§ **GOAL OF THE EXERCISE**
A word-for-word repeat of all the data is the goal.

§ **EXCERPTED DATA**
##############################

PR #1064, opened 2025-06-24
[vello_hybrid] Image rendering

grebmeg:
### Image Rendering in Sparse Strips

Adds image rendering support to `vello_hybrid` with texture atlas management, multiple quality levels, and extend modes.

https://github.com/user-attachments/assets/25298ebe-70d6-4e7d-a347-58595e6cbfd0

**Image Features:**
- Quality Levels: Low (nearest), Medium (bilinear), High (bicubic) filtering
- Extend Modes: Pad, Repeat, Reflect for image boundaries
- Transform Support: Full affine transformations (rotation, scaling, skewing)

**Key Components:**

##############################

§ **RESPONSE BELOW**
PR #1064, opened 2025-06-24
[vello_hybrid] Image rendering

grebmeg:
### Image Rendering in Sparse Strips

Adds image rendering support to `vello_hybrid` with texture atlas management, multiple quality levels, and extend modes.

https://github.com/user-attachments/assets/25298ebe-70d6-4e7d-a347-58595e6cbfd0

**Image Features:**
- Quality Levels: Low (nearest), Medium (bilinear), High (bicubic) filtering
- Extend Modes: Pad, Repeat, Reflect for image boundaries
- Transform Support: Full affine transformations (rotation, scaling, skewing)

**Key Components:**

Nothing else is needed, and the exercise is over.